Mace was also actively involved in the biodiversity sections of the "Millennium Ecosystem Assessment" which was conducted from 2002 through 2005. Mace stated that "all the evidence to date is that when societies put their mind to solving a problem, they can generally do it."

In 2006, Mace became director of the Imperial College Natural Environment Research Council's Centre for Population Biology at Silwood Park. After 2012 Mace acted as Director of the Centre for Biodiversity and Environment Research (CBER) at University College London.

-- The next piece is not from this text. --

PR #1600, opened 2024-09-19
feat: Revert "chore: revert back to bullseye (for now)"

pjenvey:
and also feat: Revert "fix: revert the python3.10 match statement (for now)"

reverts the reverting from debian bookworm -> bullseye commits (minus the added RUSTSEC ignore) as they don't seem to be involved in the recent issues on prod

She was also an Academic Editor of PLOS Biology, the open access online journal and supported open-access policy to scientific publications.

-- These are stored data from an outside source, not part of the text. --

PR #1601, opened 2024-09-23
fix: correctly read the SYNC_STATSD_HOST/PORT settings

pjenvey:
Closes SYNC-4417


taddes (approved):
LGTM, nice abstraction with the `add_metric_options` function 👍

In 2018, Mace was appointed as a member of the Adaptation Committee of the Committee on Climate Change, advising the UK and devolved governments on progress made in preparing for and adapting to the impacts of climate change.

==Honours and awards==
Mace was appointed Officer of the Order of the British Empire (OBE) in 1998, Commander of the Order of the British Empire (CBE) in 2007 for services to environmental science, and Dame Commander of the Order of the British Empire (DBE) in the 2016 New Year Honours for services to science.

Mace was elected a Fellow of the Royal Society (FRS) in 2002. In July 2007 she was awarded an Honorary Doctor of Science degree by the University of Sussex for her work on biodiversity, followed by another Doctorate Honoris Causa, from the University of Lausanne, Switzerland, in 2018. She was the winner of the 2007 International Cosmos Prize. In 2011 she received the Ernst Haeckel Prize by the European Ecological Federation. In 2016 Mace won the Dr A.H. Heineken Prize for Environmental Sciences. In 2016 she was also awarded, jointly with Sandra Knapp, the Linnean Medal of the Linnean Society

She received a President's Medal from the British Ecological Society, and the 2018 BBVA Foundation Frontiers of Knowledge Award in the category of Ecology and Conservation Biology, jointly with Gretchen Daily, for developing vital tools facilitating science-based policies "to combat species loss".

The extinct rice rat Megalomys georginae from Barbados was named after her.